((

PR #2103, opened 2023-11-01
Export `ModalContent` building block from modal package

tony-dinh:
## Summary:
There is a desire to export the `ModalContent` component to give consumers more control when constructing Modals using the building blocks. 

Currently, we always wrap the `ModalPanel`'s `content` prop in a `ModelContent` component if it isn't already wrapped in one (which is typically the case); the `ModelContent` component has pre-defined styles and there is currently no way to customize it, so we export the `ModelContent` component to allow for this as part of the Modal building blocks.

Issue: "none"

Test plan:

None (there is no functionality change)

### DIFF
--- a/.changeset/lucky-jokes-stare.md
+++ b/.changeset/lucky-jokes-stare.md
@@ -1,0 +1,5 @@
+---
+"@khanacademy/wonder-blocks-modal": patch
+---
+
+Exports `ModalContent` component
--- a/packages/wonder-blocks-modal/src/index.ts
+++ b/packages/wonder-blocks-modal/src/index.ts
@@ -1,3 +1,4 @@
+import ModalContent from "./components/modal-content";
 import ModalDialog from "./components/modal-dialog";
 import ModalFooter from "./components/modal-footer";
 import ModalHeader from "./components/modal-header";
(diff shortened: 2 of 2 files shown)


jandrade:
@tony-dinh do you have an example of how `ModalContent` would be used in webapp? trying to understand better the use case/need for this.

tony-dinh:
> @tony-dinh do you have an example of how ModalContent would be used in webapp? trying to understand better the use case/need for this.

Hi @jandrade yes absolutely, this came up in our hackathon project where we are trying to create an experience that looks like:
image

In this modal, we use a `ModalPanel` where we specify the `header`, `footer`, and `content` props.
Without this change.. our use of the content prop would look something like:
```
<ModalDialog>
    <ModalPanel
        header={<ModalHeader />}
        content={
            <View style={styles.body}>
                {...}
            </View>
        }
        footer={
            <ModalFooter />
        }
    />
</ModalDialog>
```

But as is, the `content` will get wrapped in a `ModalContent` which has a pre-defined padding on it and the result would look something closer to:
Screen Shot 2023-11-01 at 3 10 27 PM

If we were able to do something like this instead (where the body styles remove the padding), we'd get our desired results:
```
<ModalDialog>
    <ModalPanel
        header={<ModalHeader />}
        content={
            <ModalContent style={styles.body}>
                {...}
            </ModalContent>
        }
        footer={
            <ModalFooter />
        }
    />
</ModalDialog>
```

kevinbarabash:
@tony-dinh I gave bad advice.  It turns out that you can set `margin: -32` on whatever you pass to the content prop of the `OnePaneDialog`.  Using `ModalDialog` and the building block components isn't actually necessary.  Props to @jandrade for suggesting this alternative solution.

tony-dinh:
> @tony-dinh I gave bad advice. It turns out that you can set margin: -32 on whatever you pass to the content prop of the OnePaneDialog. Using ModalDialog and the building block components isn't actually necessary. Props to @jandrade for suggesting this alternative solution.

Ah yea, I forgot about using negative margins, that should work for this use-case! Thanks @jandrade & @kevinbarabash, I'll go with that approach instead :) At least I got to learn a bit about the WB release process – hope to make a contribution to the package another time!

))

Transcribe the records above exactly as they appear.

> Exercise answer
PR #2103, opened 2023-11-01
Export `ModalContent` building block from modal package

tony-dinh:
## Summary:
There is a desire to export the `ModalContent` component to give consumers more control when constructing Modals using the building blocks. 

Currently, we always wrap the `ModalPanel`'s `content` prop in a `ModelContent` component if it isn't already wrapped in one (which is typically the case); the `ModelContent` component has pre-defined styles and there is currently no way to customize it, so we export the `ModelContent` component to allow for this as part of the Modal building blocks.

Issue: "none"

Test plan:

None (there is no functionality change)

### DIFF
--- a/.changeset/lucky-jokes-stare.md
+++ b/.changeset/lucky-jokes-stare.md
@@ -1,0 +1,5 @@
+---
+"@khanacademy/wonder-blocks-modal": patch
+---
+
+Exports `ModalContent` component
--- a/packages/wonder-blocks-modal/src/index.ts
+++ b/packages/wonder-blocks-modal/src/index.ts
@@ -1,3 +1,4 @@
+import ModalContent from "./components/modal-content";
 import ModalDialog from "./components/modal-dialog";
 import ModalFooter from "./components/modal-footer";
 import ModalHeader from "./components/modal-header";
(diff shortened: 2 of 2 files shown)


jandrade:
@tony-dinh do you have an example of how `ModalContent` would be used in webapp? trying to understand better the use case/need for this.

tony-dinh:
> @tony-dinh do you have an example of how ModalContent would be used in webapp? trying to understand better the use case/need for this.

Hi @jandrade yes absolutely, this came up in our hackathon project where we are trying to create an experience that looks like:
image

In this modal, we use a `ModalPanel` where we specify the `header`, `footer`, and `content` props.
Without this change.. our use of the content prop would look something like:
```
<ModalDialog>
    <ModalPanel
        header={<ModalHeader />}
        content={
            <View style={styles.body}>
                {...}
            </View>
        }
        footer={
            <ModalFooter />
        }
    />
</ModalDialog>
```

But as is, the `content` will get wrapped in a `ModalContent` which has a pre-defined padding on it and the result would look something closer to:
Screen Shot 2023-11-01 at 3 10 27 PM

If we were able to do something like this instead (where the body styles remove the padding), we'd get our desired results:
```
<ModalDialog>
    <ModalPanel
        header={<ModalHeader />}
        content={
            <ModalContent style={styles.body}>
                {...}
            </ModalContent>
        }
        footer={
            <ModalFooter />
        }
    />
</ModalDialog>
```

kevinbarabash:
@tony-dinh I gave bad advice.  It turns out that you can set `margin: -32` on whatever you pass to the content prop of the `OnePaneDialog`.  Using `ModalDialog` and the building block components isn't actually necessary.  Props to @jandrade for suggesting this alternative solution.

tony-dinh:
> @tony-dinh I gave bad advice. It turns out that you can set margin: -32 on whatever you pass to the content prop of the OnePaneDialog. Using ModalDialog and the building block components isn't actually necessary. Props to @jandrade for suggesting this alternative solution.

Ah yea, I forgot about using negative margins, that should work for this use-case! Thanks @jandrade & @kevinbarabash, I'll go with that approach instead :) At least I got to learn a bit about the WB release process – hope to make a contribution to the package another time!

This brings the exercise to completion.